### DIRECTIONS
A single figure is required: the number of lines in the data below that hold the word "languages".
**** RECORDS SUPPLIED ****
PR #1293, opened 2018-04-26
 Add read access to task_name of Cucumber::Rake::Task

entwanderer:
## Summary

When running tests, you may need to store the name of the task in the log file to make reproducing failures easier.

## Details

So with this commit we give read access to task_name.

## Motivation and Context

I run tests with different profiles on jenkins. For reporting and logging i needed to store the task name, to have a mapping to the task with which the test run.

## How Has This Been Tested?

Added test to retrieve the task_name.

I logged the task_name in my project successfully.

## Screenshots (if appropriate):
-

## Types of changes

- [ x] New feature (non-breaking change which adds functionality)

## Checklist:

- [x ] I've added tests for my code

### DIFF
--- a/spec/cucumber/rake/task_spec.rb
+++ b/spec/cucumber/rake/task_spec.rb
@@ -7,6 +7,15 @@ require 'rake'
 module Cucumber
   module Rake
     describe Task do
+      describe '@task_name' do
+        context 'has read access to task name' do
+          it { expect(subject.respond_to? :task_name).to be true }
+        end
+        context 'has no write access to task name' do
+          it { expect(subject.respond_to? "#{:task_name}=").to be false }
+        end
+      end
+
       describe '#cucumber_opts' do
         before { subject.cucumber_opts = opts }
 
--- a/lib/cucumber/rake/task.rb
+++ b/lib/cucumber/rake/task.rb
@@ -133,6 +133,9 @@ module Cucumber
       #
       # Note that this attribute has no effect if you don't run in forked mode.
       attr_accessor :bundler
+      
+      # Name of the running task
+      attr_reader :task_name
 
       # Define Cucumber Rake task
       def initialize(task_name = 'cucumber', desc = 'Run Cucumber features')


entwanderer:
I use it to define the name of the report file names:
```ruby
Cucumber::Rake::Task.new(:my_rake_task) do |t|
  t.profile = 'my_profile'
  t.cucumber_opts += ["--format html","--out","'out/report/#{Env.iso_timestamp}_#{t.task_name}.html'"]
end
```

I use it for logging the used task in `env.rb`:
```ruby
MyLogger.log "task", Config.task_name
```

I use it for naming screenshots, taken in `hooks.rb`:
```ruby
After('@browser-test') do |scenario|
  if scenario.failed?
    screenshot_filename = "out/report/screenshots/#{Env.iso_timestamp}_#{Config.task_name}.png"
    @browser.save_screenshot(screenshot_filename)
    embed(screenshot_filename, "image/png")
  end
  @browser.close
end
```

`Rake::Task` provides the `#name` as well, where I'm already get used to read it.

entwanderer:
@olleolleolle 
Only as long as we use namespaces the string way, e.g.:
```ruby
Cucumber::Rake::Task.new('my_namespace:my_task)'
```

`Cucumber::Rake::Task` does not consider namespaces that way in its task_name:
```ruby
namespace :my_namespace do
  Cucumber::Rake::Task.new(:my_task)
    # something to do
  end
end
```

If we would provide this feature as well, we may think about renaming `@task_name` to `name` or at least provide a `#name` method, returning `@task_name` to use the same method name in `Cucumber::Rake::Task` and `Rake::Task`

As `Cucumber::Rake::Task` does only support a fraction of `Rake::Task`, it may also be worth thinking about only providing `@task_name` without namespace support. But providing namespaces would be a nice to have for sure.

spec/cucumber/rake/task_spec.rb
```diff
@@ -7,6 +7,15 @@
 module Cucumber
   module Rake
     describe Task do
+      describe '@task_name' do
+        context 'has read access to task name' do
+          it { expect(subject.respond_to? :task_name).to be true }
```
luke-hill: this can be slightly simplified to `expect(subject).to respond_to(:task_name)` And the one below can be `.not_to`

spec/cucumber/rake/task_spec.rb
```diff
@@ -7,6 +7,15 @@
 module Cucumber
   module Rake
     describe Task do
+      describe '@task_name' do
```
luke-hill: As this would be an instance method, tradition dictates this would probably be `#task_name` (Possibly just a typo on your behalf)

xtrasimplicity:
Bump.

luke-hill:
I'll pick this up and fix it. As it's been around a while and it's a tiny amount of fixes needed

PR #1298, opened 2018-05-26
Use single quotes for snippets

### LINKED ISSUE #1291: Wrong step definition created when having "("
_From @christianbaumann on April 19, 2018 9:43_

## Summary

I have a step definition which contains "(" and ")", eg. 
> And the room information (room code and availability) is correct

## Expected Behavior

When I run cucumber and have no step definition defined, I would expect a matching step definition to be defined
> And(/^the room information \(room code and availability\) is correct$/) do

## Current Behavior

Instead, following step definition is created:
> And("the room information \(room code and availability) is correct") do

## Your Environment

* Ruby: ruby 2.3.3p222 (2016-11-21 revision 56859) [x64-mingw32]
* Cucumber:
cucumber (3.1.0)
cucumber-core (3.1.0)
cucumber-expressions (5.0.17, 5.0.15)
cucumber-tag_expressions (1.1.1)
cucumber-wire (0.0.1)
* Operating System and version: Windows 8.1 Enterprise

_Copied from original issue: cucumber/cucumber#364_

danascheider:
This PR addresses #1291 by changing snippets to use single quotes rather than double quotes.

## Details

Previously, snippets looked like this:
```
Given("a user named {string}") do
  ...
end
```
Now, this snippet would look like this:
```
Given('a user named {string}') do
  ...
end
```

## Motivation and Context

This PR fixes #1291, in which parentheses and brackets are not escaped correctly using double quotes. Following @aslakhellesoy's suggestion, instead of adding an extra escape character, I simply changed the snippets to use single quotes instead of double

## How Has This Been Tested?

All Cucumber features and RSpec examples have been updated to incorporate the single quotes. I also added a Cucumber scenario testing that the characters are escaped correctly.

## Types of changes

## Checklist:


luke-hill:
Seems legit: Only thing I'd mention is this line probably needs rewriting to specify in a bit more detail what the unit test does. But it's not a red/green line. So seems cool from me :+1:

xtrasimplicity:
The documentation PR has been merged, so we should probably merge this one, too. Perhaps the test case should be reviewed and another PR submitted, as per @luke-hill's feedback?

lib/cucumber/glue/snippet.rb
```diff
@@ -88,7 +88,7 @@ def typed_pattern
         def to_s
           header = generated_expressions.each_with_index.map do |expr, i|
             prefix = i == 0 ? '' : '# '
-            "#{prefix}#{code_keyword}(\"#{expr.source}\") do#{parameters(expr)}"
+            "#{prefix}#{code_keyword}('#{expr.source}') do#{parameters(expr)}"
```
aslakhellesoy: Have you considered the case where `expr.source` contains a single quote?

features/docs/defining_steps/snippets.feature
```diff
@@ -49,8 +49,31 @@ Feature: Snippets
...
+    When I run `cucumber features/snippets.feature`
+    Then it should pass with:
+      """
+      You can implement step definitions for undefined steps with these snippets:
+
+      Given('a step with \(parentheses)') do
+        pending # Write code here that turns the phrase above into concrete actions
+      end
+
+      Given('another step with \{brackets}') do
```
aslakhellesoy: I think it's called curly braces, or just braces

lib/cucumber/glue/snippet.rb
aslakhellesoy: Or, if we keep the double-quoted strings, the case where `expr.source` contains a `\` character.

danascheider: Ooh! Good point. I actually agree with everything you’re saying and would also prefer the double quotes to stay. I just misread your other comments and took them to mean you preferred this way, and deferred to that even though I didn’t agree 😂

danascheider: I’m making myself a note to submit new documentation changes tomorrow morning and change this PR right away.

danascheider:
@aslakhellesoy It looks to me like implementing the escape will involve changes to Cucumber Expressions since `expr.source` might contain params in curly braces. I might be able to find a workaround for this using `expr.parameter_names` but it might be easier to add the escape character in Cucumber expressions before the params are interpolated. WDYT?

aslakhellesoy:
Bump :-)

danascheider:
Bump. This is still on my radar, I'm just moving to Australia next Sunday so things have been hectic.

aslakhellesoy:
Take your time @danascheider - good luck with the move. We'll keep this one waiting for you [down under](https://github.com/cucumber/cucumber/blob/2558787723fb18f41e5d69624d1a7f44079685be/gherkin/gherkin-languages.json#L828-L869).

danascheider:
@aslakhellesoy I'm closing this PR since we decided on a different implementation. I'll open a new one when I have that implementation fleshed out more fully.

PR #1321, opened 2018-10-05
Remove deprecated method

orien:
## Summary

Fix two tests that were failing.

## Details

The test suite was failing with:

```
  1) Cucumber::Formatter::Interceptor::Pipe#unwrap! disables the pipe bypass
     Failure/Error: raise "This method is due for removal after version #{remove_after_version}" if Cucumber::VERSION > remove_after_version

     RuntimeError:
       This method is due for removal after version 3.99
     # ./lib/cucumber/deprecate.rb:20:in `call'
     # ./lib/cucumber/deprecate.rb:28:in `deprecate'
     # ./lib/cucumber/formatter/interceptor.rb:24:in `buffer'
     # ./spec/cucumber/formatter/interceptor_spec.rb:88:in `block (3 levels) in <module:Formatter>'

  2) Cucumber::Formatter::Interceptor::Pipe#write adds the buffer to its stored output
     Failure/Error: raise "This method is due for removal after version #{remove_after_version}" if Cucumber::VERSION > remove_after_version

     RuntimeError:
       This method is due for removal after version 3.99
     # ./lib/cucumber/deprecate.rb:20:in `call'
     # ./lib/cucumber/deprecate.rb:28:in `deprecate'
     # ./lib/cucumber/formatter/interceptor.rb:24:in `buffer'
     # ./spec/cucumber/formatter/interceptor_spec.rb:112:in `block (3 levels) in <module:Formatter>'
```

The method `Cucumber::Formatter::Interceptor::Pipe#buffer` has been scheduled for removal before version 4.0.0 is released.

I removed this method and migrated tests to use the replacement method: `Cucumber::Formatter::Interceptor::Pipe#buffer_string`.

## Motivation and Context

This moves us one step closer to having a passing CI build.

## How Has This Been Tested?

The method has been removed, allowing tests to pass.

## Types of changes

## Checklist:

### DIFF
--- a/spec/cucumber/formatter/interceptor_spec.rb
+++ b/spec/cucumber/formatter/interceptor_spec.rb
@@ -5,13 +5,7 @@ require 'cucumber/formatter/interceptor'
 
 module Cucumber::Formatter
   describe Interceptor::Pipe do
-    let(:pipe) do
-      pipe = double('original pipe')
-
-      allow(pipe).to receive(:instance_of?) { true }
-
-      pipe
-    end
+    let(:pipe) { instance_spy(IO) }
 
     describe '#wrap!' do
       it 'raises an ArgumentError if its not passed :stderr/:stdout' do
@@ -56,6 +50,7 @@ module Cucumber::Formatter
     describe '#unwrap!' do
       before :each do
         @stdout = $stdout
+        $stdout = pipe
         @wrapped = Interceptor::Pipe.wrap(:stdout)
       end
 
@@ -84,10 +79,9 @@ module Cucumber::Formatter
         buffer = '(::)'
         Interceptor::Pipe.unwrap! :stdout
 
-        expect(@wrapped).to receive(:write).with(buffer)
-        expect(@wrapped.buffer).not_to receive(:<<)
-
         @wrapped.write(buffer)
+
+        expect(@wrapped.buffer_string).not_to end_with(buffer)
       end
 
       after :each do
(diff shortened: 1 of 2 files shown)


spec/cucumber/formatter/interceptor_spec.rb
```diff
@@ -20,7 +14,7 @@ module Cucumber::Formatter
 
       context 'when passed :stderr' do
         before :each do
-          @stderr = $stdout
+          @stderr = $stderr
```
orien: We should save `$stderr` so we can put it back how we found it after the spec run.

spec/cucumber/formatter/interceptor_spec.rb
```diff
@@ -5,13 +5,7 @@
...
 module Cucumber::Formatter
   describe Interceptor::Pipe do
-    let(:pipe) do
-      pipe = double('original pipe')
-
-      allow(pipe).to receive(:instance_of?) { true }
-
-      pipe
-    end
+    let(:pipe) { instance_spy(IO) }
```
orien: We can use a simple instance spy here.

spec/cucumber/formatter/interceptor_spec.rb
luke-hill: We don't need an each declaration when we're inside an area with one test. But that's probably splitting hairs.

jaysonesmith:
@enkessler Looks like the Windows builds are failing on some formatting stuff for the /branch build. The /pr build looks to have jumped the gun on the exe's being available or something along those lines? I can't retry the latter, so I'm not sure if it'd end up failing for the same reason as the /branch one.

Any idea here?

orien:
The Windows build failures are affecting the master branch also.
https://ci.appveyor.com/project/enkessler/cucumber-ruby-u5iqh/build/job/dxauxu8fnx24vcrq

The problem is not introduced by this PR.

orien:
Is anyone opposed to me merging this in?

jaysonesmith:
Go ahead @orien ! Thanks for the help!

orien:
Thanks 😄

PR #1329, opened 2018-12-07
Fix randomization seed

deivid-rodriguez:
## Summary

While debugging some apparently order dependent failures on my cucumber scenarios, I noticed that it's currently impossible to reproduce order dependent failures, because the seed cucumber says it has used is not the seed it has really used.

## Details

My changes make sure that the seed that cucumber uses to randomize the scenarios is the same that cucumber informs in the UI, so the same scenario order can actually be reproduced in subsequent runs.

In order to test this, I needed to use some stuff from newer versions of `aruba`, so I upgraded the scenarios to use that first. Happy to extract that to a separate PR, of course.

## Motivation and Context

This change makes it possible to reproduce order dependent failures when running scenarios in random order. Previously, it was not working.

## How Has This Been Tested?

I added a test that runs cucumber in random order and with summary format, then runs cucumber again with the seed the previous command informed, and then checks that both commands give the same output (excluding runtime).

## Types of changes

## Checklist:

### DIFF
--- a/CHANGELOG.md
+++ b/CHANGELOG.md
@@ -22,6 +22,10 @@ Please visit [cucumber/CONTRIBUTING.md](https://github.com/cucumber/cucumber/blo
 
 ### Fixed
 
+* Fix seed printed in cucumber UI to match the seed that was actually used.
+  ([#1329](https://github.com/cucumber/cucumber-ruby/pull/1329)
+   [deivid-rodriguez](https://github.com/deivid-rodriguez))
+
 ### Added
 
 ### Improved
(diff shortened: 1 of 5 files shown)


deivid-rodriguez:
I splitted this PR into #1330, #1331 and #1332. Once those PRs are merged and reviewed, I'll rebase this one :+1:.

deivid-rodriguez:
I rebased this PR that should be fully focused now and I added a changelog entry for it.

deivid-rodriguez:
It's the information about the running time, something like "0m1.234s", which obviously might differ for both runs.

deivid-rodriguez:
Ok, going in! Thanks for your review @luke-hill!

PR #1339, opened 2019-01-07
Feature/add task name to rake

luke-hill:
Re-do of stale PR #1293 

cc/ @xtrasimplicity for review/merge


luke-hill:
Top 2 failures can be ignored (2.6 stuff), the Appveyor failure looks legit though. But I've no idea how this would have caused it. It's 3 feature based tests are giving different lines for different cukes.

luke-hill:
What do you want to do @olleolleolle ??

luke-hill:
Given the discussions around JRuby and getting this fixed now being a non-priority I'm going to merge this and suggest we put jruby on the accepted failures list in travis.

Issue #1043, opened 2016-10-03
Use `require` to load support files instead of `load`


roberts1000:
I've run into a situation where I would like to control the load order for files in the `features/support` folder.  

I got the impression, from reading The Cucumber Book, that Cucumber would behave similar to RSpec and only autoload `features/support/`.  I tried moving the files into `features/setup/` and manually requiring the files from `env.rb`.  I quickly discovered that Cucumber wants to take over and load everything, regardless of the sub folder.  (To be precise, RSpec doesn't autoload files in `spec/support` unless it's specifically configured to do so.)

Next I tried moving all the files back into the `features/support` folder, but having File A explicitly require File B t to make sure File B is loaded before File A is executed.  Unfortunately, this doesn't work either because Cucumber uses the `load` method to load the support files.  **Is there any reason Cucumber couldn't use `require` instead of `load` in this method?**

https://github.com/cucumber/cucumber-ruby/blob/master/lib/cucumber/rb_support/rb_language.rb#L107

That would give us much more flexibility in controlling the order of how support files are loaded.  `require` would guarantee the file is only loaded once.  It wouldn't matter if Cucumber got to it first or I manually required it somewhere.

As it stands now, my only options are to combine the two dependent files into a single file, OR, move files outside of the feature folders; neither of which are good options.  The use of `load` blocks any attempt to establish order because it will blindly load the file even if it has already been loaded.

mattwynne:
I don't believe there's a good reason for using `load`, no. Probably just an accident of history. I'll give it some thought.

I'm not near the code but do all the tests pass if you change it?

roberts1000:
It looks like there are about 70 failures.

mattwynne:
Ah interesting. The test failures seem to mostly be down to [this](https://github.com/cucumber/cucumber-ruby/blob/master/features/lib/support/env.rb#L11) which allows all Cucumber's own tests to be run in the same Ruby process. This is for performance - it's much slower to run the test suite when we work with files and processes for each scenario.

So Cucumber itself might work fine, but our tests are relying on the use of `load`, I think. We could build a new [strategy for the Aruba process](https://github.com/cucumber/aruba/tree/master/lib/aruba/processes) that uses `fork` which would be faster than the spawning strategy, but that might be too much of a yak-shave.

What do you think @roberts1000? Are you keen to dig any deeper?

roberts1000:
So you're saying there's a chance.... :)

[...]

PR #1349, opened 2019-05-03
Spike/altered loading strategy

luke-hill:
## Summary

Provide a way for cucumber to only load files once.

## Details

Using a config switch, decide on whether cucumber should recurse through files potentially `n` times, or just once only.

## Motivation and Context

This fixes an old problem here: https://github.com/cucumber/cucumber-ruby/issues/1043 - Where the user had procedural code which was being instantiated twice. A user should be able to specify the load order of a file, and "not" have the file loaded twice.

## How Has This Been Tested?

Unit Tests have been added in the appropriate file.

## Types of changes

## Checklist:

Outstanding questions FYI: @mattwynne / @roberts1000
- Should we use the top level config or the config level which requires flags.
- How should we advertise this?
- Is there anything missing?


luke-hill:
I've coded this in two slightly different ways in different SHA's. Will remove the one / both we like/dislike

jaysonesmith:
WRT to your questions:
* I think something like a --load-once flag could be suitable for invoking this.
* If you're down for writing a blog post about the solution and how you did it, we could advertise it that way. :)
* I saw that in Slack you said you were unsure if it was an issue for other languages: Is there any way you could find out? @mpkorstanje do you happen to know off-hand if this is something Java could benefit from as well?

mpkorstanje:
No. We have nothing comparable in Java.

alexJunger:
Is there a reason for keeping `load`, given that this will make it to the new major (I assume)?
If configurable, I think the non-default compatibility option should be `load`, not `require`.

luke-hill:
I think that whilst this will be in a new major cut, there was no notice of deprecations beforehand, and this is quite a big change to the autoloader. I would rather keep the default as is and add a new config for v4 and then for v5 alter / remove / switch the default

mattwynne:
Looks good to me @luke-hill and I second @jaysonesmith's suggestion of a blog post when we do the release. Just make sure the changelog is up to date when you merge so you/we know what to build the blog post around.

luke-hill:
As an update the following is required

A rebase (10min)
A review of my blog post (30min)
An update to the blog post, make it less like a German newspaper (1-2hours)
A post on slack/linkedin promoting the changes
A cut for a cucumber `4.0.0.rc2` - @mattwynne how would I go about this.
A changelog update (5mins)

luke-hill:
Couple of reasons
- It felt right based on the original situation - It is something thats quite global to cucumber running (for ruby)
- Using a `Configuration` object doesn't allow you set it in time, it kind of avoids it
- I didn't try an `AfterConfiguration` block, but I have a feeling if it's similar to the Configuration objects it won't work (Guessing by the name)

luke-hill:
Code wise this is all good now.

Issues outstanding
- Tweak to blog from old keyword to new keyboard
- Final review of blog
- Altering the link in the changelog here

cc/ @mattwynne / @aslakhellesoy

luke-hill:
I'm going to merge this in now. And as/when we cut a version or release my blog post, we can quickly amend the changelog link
****
### ANSWER TO THE EXERCISE
2